- Problem details
Please keep to the lines below from the one with "Just saw that" through the one with "Hello @marcan-euskal I", and restate them word for word, ends included.

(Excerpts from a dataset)
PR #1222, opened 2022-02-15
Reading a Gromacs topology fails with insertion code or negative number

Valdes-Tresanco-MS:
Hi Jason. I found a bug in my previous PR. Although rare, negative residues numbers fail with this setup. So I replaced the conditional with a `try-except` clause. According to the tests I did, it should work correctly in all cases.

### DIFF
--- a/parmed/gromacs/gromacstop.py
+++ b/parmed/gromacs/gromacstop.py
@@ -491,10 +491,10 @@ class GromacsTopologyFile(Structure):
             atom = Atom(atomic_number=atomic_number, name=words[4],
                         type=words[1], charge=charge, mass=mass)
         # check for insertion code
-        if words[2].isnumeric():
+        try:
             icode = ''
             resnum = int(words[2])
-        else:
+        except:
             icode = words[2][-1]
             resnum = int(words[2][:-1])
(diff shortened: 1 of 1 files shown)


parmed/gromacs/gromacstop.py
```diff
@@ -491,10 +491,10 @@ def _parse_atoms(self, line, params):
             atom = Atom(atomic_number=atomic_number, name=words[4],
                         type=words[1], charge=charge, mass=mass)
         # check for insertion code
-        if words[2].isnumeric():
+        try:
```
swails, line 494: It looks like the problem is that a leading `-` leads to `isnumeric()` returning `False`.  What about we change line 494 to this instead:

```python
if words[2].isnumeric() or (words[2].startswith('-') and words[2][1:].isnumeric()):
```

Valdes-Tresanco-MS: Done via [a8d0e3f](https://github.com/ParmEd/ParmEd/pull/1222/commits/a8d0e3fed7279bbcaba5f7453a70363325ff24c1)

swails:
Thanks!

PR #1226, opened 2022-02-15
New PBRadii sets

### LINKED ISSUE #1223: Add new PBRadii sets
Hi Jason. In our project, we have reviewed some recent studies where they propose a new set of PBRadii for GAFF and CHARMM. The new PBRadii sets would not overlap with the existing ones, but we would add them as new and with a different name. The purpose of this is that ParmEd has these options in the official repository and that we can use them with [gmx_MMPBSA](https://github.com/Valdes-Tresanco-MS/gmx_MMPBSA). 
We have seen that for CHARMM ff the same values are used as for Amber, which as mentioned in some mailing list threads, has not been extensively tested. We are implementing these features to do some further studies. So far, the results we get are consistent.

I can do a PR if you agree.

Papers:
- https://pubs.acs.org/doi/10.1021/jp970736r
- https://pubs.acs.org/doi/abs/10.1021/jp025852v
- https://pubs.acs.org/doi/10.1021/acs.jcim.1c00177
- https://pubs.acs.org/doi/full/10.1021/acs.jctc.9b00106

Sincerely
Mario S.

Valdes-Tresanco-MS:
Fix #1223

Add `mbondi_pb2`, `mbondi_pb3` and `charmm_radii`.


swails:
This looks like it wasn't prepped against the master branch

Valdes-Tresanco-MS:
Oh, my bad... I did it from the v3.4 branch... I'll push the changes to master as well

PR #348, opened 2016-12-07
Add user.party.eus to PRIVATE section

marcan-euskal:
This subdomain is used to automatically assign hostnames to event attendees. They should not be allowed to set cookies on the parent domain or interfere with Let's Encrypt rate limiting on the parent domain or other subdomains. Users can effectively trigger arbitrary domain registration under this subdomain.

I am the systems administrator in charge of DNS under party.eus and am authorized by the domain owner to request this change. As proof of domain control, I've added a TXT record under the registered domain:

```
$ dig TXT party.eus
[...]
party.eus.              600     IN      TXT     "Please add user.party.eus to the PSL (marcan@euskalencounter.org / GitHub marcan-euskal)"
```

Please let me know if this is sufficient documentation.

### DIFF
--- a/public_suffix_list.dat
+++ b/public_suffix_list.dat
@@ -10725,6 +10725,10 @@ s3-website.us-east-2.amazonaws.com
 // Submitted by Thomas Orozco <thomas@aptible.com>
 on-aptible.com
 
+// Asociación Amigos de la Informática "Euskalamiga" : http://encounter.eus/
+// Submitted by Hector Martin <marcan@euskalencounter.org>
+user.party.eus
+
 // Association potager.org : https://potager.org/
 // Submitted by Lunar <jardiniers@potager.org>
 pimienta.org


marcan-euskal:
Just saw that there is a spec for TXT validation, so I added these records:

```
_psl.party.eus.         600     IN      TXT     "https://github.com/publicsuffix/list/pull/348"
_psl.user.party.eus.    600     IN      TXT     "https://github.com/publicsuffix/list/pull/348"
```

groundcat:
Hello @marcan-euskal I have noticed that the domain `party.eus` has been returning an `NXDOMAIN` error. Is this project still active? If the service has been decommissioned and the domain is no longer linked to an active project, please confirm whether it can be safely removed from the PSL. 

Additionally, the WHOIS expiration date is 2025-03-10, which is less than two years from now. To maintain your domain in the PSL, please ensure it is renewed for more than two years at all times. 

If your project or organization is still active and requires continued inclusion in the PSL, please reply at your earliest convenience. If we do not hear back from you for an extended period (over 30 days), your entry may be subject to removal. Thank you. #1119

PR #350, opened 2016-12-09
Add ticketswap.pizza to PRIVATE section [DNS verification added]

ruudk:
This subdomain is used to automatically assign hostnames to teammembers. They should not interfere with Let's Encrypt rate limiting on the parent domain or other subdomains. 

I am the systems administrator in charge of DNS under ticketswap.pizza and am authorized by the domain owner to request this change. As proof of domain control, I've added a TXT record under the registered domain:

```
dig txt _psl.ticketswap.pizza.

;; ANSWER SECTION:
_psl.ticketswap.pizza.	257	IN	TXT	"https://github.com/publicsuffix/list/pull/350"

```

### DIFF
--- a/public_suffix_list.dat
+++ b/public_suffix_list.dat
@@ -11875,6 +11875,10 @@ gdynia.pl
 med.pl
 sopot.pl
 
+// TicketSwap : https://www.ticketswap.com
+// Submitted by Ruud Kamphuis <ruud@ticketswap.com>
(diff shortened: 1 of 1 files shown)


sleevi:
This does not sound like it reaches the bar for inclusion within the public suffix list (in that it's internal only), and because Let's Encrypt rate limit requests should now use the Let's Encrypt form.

- Reply to the exercise
Just saw that there is a spec for TXT validation, so I added these records:

```
_psl.party.eus.         600     IN      TXT     "https://github.com/publicsuffix/list/pull/348"
_psl.user.party.eus.    600     IN      TXT     "https://github.com/publicsuffix/list/pull/348"
```

groundcat:
Hello @marcan-euskal I have noticed that the domain `party.eus` has been returning an `NXDOMAIN` error. Is this project still active? If the service has been decommissioned and the domain is no longer linked to an active project, please confirm whether it can be safely removed from the PSL. 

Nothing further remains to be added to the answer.